Dataset items:
PR #1838, opened 2016-09-01
Add and refactor tests for disabling workers

Tarrasch:
## Description

Increase readability and exhaustiveness for tests relating to disabling workers.


Tarrasch:
Only affects tests and basically only a test added. Hence I self-approve without waiting for reviewers.

PR #2344, opened 2018-01-31
Show status message button in worker tab when only progress is set.

riga:
## Description

(This is a clone of PR #2340 which lacked the committer email address.)

Hi there,

it appears that the status message button is missing in the worker tab when there are no messages, but a task progress percentage is set. In the task list tab, the button is shown for that case, so I assume this is just a tiny bug.

Here is a screenshot:

[missing button](https://dl.dropboxusercontent.com/s/ce0h2ob7oudtob7/missing_button.png?dl=0)

The message button is visible in the task list, but hidden in the worker list.

The single commit in this PR should fix it.


Tarrasch:
Thanks @riga! :)

Issue #2299, opened 2017-12-05
memory leak in luigi scheduler task history database code


ozzieba:
We are seeing memory issues very similar to #430 , with Luigi 2.6.2. In particular, over time memory usage grows to >6GB, and only goes back down after a restart.
Looking at the [code](https://github.com/spotify/luigi/blob/56fbbcb9be4c97a88c25fa527881f5bbade9cd41/luigi/db_task_history.py#L109) , it seems like self.tasks is storing all the tasks in history, and never gets cleaned. Could we add some kind of process to periodically clean old tasks? Alternatively, could we use some kind of priority queue that removes the oldest entry (past a certain size) on insertion?
@Tarrasch

ZhangXingyaoTHU:
Hi there, we found a similar problem about memory leaking. After executing about 1000 tasks, the memory usage of luigi will rise to about 50GB. Just like this issue, the only going back is a restart.
the current version we used is 2.6.1, will an update work?
@Tarrasch

PR #2345, opened 2018-02-02
Fix memory leak in db_task_history

ozzieba:
This fixes https://github.com/spotify/luigi/issues/2299, where memory usage grows linearly over time when using db_task_history. With this change memory usage essentially plateaus after a "retention" period.


Tarrasch:
I don't use the feature. Can anyone who uses db_task_history please review?

ozzieba:
Sorry, need to make a couple small changes to make this pass on python 3, will do soon

PR #2346, opened 2018-02-03
Allow release of resources during task running.

riga:
## Description

At scheduling time, the luigi scheduler needs to be aware of the maximum resource consumption a task might have once it runs. For some tasks, however, it can be beneficial to release or reduce a resource between two steps within their run method (e.g. after some heavy computation). In this case, a different task waiting for that particular resource can already be scheduled.

I simply added another method to the `TaskStatusReporter` which is forwarded to the task in `TaskProcess._run_get_new_deps`. The scheduler also got two new rpc methods `set_running_task_resources` and `get_running_task_resources`.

### BRIEF
In this exercise, repeat the entries above verbatim.

### SOLUTION BELOW
PR #1838, opened 2016-09-01
Add and refactor tests for disabling workers

Tarrasch:
## Description

Increase readability and exhaustiveness for tests relating to disabling workers.


Tarrasch:
Only affects tests and basically only a test added. Hence I self-approve without waiting for reviewers.

PR #2344, opened 2018-01-31
Show status message button in worker tab when only progress is set.

riga:
## Description

(This is a clone of PR #2340 which lacked the committer email address.)

Hi there,

it appears that the status message button is missing in the worker tab when there are no messages, but a task progress percentage is set. In the task list tab, the button is shown for that case, so I assume this is just a tiny bug.

Here is a screenshot:

[missing button](https://dl.dropboxusercontent.com/s/ce0h2ob7oudtob7/missing_button.png?dl=0)

The message button is visible in the task list, but hidden in the worker list.

The single commit in this PR should fix it.


Tarrasch:
Thanks @riga! :)

Issue #2299, opened 2017-12-05
memory leak in luigi scheduler task history database code


ozzieba:
We are seeing memory issues very similar to #430 , with Luigi 2.6.2. In particular, over time memory usage grows to >6GB, and only goes back down after a restart.
Looking at the [code](https://github.com/spotify/luigi/blob/56fbbcb9be4c97a88c25fa527881f5bbade9cd41/luigi/db_task_history.py#L109) , it seems like self.tasks is storing all the tasks in history, and never gets cleaned. Could we add some kind of process to periodically clean old tasks? Alternatively, could we use some kind of priority queue that removes the oldest entry (past a certain size) on insertion?
@Tarrasch

ZhangXingyaoTHU:
Hi there, we found a similar problem about memory leaking. After executing about 1000 tasks, the memory usage of luigi will rise to about 50GB. Just like this issue, the only going back is a restart.
the current version we used is 2.6.1, will an update work?
@Tarrasch

PR #2345, opened 2018-02-02
Fix memory leak in db_task_history

ozzieba:
This fixes https://github.com/spotify/luigi/issues/2299, where memory usage grows linearly over time when using db_task_history. With this change memory usage essentially plateaus after a "retention" period.


Tarrasch:
I don't use the feature. Can anyone who uses db_task_history please review?

ozzieba:
Sorry, need to make a couple small changes to make this pass on python 3, will do soon

PR #2346, opened 2018-02-03
Allow release of resources during task running.

riga:
## Description

At scheduling time, the luigi scheduler needs to be aware of the maximum resource consumption a task might have once it runs. For some tasks, however, it can be beneficial to release or reduce a resource between two steps within their run method (e.g. after some heavy computation). In this case, a different task waiting for that particular resource can already be scheduled.

I simply added another method to the `TaskStatusReporter` which is forwarded to the task in `TaskProcess._run_get_new_deps`. The scheduler also got two new rpc methods `set_running_task_resources` and `get_running_task_resources`.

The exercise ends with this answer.